Proposition 4.1 is clearly applicable and therefore the Burr distribution satisfies the extreme value condition of second order (Eq. 4.3) with \(\gamma = 1/(\gamma \tau )\) and \(\tilde{\rho }= \max (-1/\lambda , -1)\) if \(\tau \ne 1\).

Example 4.2

Cauchy. The relevant d.f. is \(F(x)= \frac{1}{\pi } \arctan x + \frac{1}{2}\), \(x \in \) The corresponding tail quantile function is \(U(t)= \tan \bigl (\pi /2-\pi /t \bigr )= t/\pi -\pi /3\, t^{-1} +O(t^{-3})\), as \(t\rightarrow \infty \), and admits the representation \( U(tx)-U(t) = \frac{t}{\pi } \bigl [ x-1 -\frac{\pi ^2}{3} t^{-2}(x^{-1}-1) + O(t^{-4})\bigr ]\), \(x>0\). Hence, we have that \(\gamma =1\), \(\rho =-2\) in Eq. (4.2) with auxiliary function \(a(t)= t/\pi \). Proposition (4.1) thus ascertains that (Eq. 4.3) also holds true for the Cauchy distribution where \(\gamma = 1\) and \(\tilde{\rho }= -2\).

Example 4.3

GPD\((\gamma )\). The relevant d.f. is \(W_\gamma (x)= 1-(1+\gamma x)^{-1/\gamma }\), for all x such that \(1+\gamma >0\). The pertaining tail quantile function is \(U(t)= (t^{\gamma }-1)/\gamma \) which is also born out of the exact tail condition (3.10). Clearly, U does not satisfy the second order condition (Eq. 4.2) in a straightforward fashion, however we are going to show that the corresponding \(V(t)= U\bigl (1/(1-e^{-1/t})\bigr )\) satisfies (Eq. 4.3). To this end, we shall deal with the cases \(\gamma =1\) and \(\gamma \ne 1\) separately.

Case \(\gamma =1\)::

Applying Laurent series expansion upon \((1-e^{-1/t})^{-1}\), we get

$$\begin{aligned} V(tx)-V(t)= \Bigl (1-\frac{1}{12t} \Bigr )(x-1) +\frac{2}{12t} H_{1,-2}(x) +O(t^{-3}), \end{aligned}$$

as \(t\rightarrow \infty \). Whence, the second order condition (Eq. 4.3) holds with \(\gamma =1\) and \(\tilde{\rho }=-2\), where \(\widetilde{A}(t)= t^{-2}/6\) and \(\widetilde{a}(t)= t(1+\widetilde{A}(t)/\tilde{\rho })\).

Case \(\gamma \ne 1\)::

Upon Taylor’s expansion around zero, we obtain

$$\begin{aligned} V(tx) -V(t)= t^{\gamma } \biggl [ \Bigl (1+\frac{\gamma -1}{2t} \Bigr )\frac{x^{\gamma }-1}{\gamma } -\frac{\gamma -1}{2t}H_{\gamma , -1}(x)\biggr ]+ O(t^{-3}), \end{aligned}$$

as \(t\rightarrow \infty \). Whence, the second order condition (Eq. 4.3) holds with \(\rho =-1\), where \(t\widetilde{A}(t)= (1-\gamma )/2\) and \(\widetilde{a}(t)= t^{\gamma }(1+\widetilde{A}(t)/\tilde{\rho })\).
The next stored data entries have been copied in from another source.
PR #71046, opened 2026-08-04
Render multi-branch review choices as a multi-select

guan404ming:
## Why

related: https://github.com/apache/airflow/pull/70651#discussion_r3707023594

- With `allow_multiple_branches=True`, reviewers edit branch choices as free-text JSON; a typo fails only at resume, wasting the approval and an LLM call.

## How

- Publish choices as `{"type": "array", "enum": [...]}` so the review form renders a multi-select.
- Let the approval mixin pass the list as the param value and accept a list back, re-serialized to JSON.

## E2E

Verified against a live Airflow (breeze, pydantic-ai TestModel): the review form renders the multi-select pre-filled with the LLM's choice (`billing`), the reviewer adds `infra`, and after Approve the run finishes with `billing`/`infra` success and `auth` skipped.

e2e_llm_branch_multiselect

---

### DIFF
--- a/providers/common/ai/src/airflow/providers/common/ai/mixins/approval.py
+++ b/providers/common/ai/src/airflow/providers/common/ai/mixins/approval.py
@@ -17,6 +17,7 @@
 
 from __future__ import annotations
 
+import json
 import logging
 from datetime import timedelta
 from typing import TYPE_CHECKING, Any, Protocol
@@ -109,7 +110,9 @@ class LLMApprovalMixin:
         :param modification_schema: JSON schema for the editable ``output`` param
             when ``allow_modifications=True``. Defaults to ``{"type": "string"}``.
             Pass e.g. ``{"type": "string", "enum": [...]}`` to render a dropdown
-            of valid values in the review form.
+            of valid values in the review form, or ``{"type": "array", "enum": [...]}``
+            to render a multi-select; a list submitted by the reviewer is returned
+            from ``execute_complete`` re-serialized as a compact JSON string.
         """
         from airflow.providers.standard.triggers.hitl import HITLTrigger
         from airflow.sdk.execution_time.hitl import upsert_hitl_detail
@@ -117,6 +120,7 @@ class LLMApprovalMixin:
 
         self.validate_approval_prompt()
 
+        raw_output = output
         if isinstance(output, BaseModel):
             output = output.model_dump_json()
         elif not isinstance(output, str):
@@ -133,9 +137,17 @@ class LLMApprovalMixin:
 
         hitl_params: dict[str, dict[str, Any]] = {}
         if self.allow_modifications:
+            # The multi-select rendered for an array schema needs the list, not its JSON string
+            param_value: Any = output
+            if (
+                modification_schema is not None
+                and modification_schema.get("type") == "array"
+                and isinstance(raw_output, list)
+            ):
+                param_value = raw_output
             hitl_params = {
                 "output": {
-                    "value": output,
+                    "value": param_value,
                     "description": "Edit the output before approving (optional).",
                     "schema": modification_schema or {"type": "string"},
                 },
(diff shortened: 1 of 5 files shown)


providers/common/ai/src/airflow/providers/common/ai/operators/llm_branch.py
```diff
@@ -121,7 +121,9 @@ def execute(self, context: Context) -> str | Iterable[str] | None:
                 f"```\nPrompt: {self.prompt}\n\nChosen branch(es): {chosen}\n```"
             )
             modification_schema = (
-                None if self.allow_multiple_branches else {"type": "string", "enum": choices}
+                {"type": "array", "enum": choices}
```
kaxil: `{"type": "array", "enum": choices}` is not valid JSON Schema for a pick list: `enum` at the array level means the whole array must equal one of the entries, so `["task_a"]` fails validation against `enum: ["task_a", "task_b"]`.

That stays invisible on 3.3+ because nothing validates `params_input` there, but the `HITLTrigger` fallback in `defer_for_approval` is still live for < 3.3, and `_handle_response` does `self.params[key] = value`, which runs `Param.resolve` -> `jsonschema.validate`. Running that with real `Param`/`ParamsDict`, every submission fails, including an unmodified one:

```
Invalid input for param output: ['task_a'] is not one of ['task_a', 'task_b']
```

so the reviewer's Approve becomes a `HITLTriggerEventError` and the task fails.

`example_params_ui_tutorial.py` spells out the convention: "If you want to select multiple items from a fixed list JSON schema does not allow to use enum. In this case the type `array` is being used together with `examples` as pick list." `FieldMultiSelect` reads `param.schema.examples ?? param.schema.enum`, so `examples` renders the same widget and validates. To keep a server-side check as well:

```python
{"type": "array", "items": {"type": "string", "enum": choices}, "examples": choices}
```

which renders the multi-select and still rejects a task ID outside the list on the legacy path. The mixin docstring recommending `{"type": "array", "enum": [...]}` needs the same fix. The unit tests patch `HITLTrigger` with `autospec`, so none of them reach the real validation.

providers/common/ai/src/airflow/providers/common/ai/mixins/approval.py
```diff
@@ -215,13 +227,17 @@ def execute_complete(self, context: Context, generated_output: str, event: dict[
         # when allow_modifications=False, bypassing the read-only approval flow.
         if getattr(self, "allow_modifications", False) and params_input:
             modified = params_input.get("output")
+            if isinstance(modified, list) and all(isinstance(item, str) for item in modified):
```
kaxil: When the reviewer clears the multi-select, `FieldMultiSelect.handleChange` sets the param value to `null` (`updatedOptions.length ? ... : null`) and `getHITLFormData` forwards every param value, so `params_input` arrives as `{"output": None}`. That falls past both checks here and `execute_complete` returns `generated_output`, so an empty selection silently re-applies the LLM's original branches, and `_parse_reviewed_branches`'s "selects no branches" error is no longer reachable from the form. Worth deciding whether a cleared selection should be rejected rather than read as "no change".

providers/common/ai/src/airflow/providers/common/ai/mixins/approval.py
```diff
@@ -215,13 +227,17 @@ def execute_complete(self, context: Context, generated_output: str, event: dict[
...
+                # Compact so an unchanged selection compares equal to generated_output
+                modified = json.dumps(modified, separators=(",", ":"))
             if modified is not None and not isinstance(modified, str):
                 # On the awaiting_input path nothing upstream schema-validates params_input
                 # (HITLTrigger did on the legacy path), so enforce the string contract here
                 # rather than returning a non-string as the task's output.
                 raise HITLTriggerEventError(
                     {
-                        "error": f"Modified output must be a string, got {type(modified).__name__}.",
+                        "error": f"Modified output must be a string or a list of strings, "
```
kaxil, line 257: `type(modified).__name__` is `list` whenever a list reaches this branch, so a mixed list reads as "Modified output must be a string or a list of strings, got list." Reporting the offending item's type instead would point at the real problem.

providers/common/ai/src/airflow/providers/common/ai/operators/llm_branch.py
guan404ming: Fixed, switched to `{"type": "array", "items": {"type": "string", "enum": [...]}, "examples": [...]}` and updated the mixin docstring. The multiselect test now also validates the emitted schema with a real Param/jsonschema round-trip, so the legacy-path regression is covered.

providers/common/ai/src/airflow/providers/common/ai/mixins/approval.py
guan404ming: Make sense to me, a cleared selection now raises instead of silently re-applying the LLM's branches.

providers/common/ai/src/airflow/providers/common/ai/mixins/approval.py
guan404ming: Fixed, the error now reports the offending item's type.

kaxil (approved):

guan404ming:
Thanks!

Therefore, the GPD verifies Proposition 4.1 if one tunnels through the consideration that the GDP satisfies (Eq. 4.2) with \(\rho =-\infty \).

Example 4.4

Pareto\((\alpha )\). This distribution is a particular case of the GPD d.f. in Example 4.1 with \(\gamma = 1/\alpha >0\) and \(U(t)= t^{1/\alpha }\), that is U does not satisfy the second order condition (Eq. 4.2) and thus Proposition 4.1 stands applicable provided similar interpretation to Example 4.1.

Example 4.5

Contaminated Pareto\((\alpha )\). We now consider the Pareto distribution with a light contamination in the tail by a slowly varying function \(L(t)=(1+\log t)\), that is, \(L(tx)/L(t) \rightarrow 1\), as \(t \rightarrow \infty \), for all \(x>0\). This gives rises to the quantile function \(U(t)= t^{1/\alpha }(1 + \log t)\), with \(\alpha >0\). For the sake of simplicity, we shall use the identification \(\gamma = 1/\alpha \). With some rearrangement, we can write the spacing \(U(tx)-U(t)\) in such a way that the first and second order parameters in condition (Eq. 4.2), both \(\gamma \) and \(\rho \le 0\), crops up: \(U(tx)-U(t)= \gamma t^{\gamma } (\log t +1) \bigl [ \bigl ( 1+\frac{1}{\gamma \log t +1}\bigr ) \frac{x^{\gamma }-1}{\gamma } +\frac{1}{1+\log t} H_{\gamma ,0}(x) \bigr ]\), where \(H_{\gamma ,0}(x):= \frac{1}{\gamma } \bigl ( x^{\gamma } \log x -\frac{x^{\gamma }-1}{\gamma }\big )\). Note that we have provided an exact equality, i.e. there is no error term. We thus find that tampering with the Pareto distribution, by contaminating its tail-related values with a slowly varying factor, is just enough bring the convergence (Eq. 4.2) to a halt which is flagged-up by the lowest possible \(\rho =0\). This stalling of the Pareto distribution enables to fullfil the conditions in Proposition (4.1) thus ensuring that this contaminated Pareto distribution belongs to the max-domain of attraction of the GEV distribution with \(\gamma = 1/\alpha >0\) and \(\tilde{\rho }=0\).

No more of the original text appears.